PR #31221, opened 2025-09-16
[Nala]: Fix scheme relative loading of variables

fallaciousreasoning:
Resolves https://github.com/brave/brave-browser/issues/49298

### DIFF
--- a/ui/webui/resources/leo/web_components.ts
+++ b/ui/webui/resources/leo/web_components.ts
@@ -31,12 +31,14 @@ setIconBasePath(`${scheme}resources/brave-icons`)
 
 // In Chromium UI Nala variables haven't necessarily been included. We
 // make sure the variables are imported so the controls look correct.
-const variablesUrl = `//resources/brave/css/nala.css`
-const variablesLink = document.querySelector(`link[rel=stylesheet][href$="${variablesUrl}"]`)
+const variablesUrl = `resources/brave/css/nala.css`
+const variablesLink = document.querySelector(`link[rel=stylesheet][href$="//${variablesUrl}"]`)
 if (!variablesLink) {
   const link = document.createElement('link')
   link.setAttribute('rel', 'stylesheet')
-  link.setAttribute('href', variablesUrl)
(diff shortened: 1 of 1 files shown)


ui/webui/resources/leo/web_components.ts
```diff
@@ -31,12 +31,14 @@ setIconBasePath(`${scheme}resources/brave-icons`)
...
-const variablesLink = document.querySelector(`link[rel=stylesheet][href$="${variablesUrl}"]`)
+const variablesUrl = `resources/brave/css/nala.css`
+const variablesLink = document.querySelector(`link[rel=stylesheet][href$="//${variablesUrl}"]`)
 if (!variablesLink) {
   const link = document.createElement('link')
   link.setAttribute('rel', 'stylesheet')
-  link.setAttribute('href', variablesUrl)
+  // When we create a link to the variables file, use `scheme` rather than a
+  // scheme relative url, to ensure the link loads correctly for extensions.
+  link.setAttribute('href', `${scheme}${variablesUrl}`)
```
fallaciousreasoning, line 41: So the problem here was that on `chrome-extension://` urls we'd try and load the CSS variables from 

`chrome-extension://resources/brave/css/nala.css` which doesn't exist.

ui/webui/resources/leo/web_components.ts
```diff
@@ -31,12 +31,14 @@ setIconBasePath(`${scheme}resources/brave-icons`)
 
 // In Chromium UI Nala variables haven't necessarily been included. We
 // make sure the variables are imported so the controls look correct.
-const variablesUrl = `//resources/brave/css/nala.css`
-const variablesLink = document.querySelector(`link[rel=stylesheet][href$="${variablesUrl}"]`)
+const variablesUrl = `resources/brave/css/nala.css`
+const variablesLink = document.querySelector(`link[rel=stylesheet][href$="//${variablesUrl}"]`)
```
fallaciousreasoning, line 35: Note: This is an `endsWith` attribute selector, so it doesn't care about the scheme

──────────────────────────────

### WHAT IS BEING ASKED
All lines of the data that hold "relative" need to be copied.

### RESPONSE TO THIS TASK
[Nala]: Fix scheme relative loading of variables
+  // scheme relative url, to ensure the link loads correctly for extensions.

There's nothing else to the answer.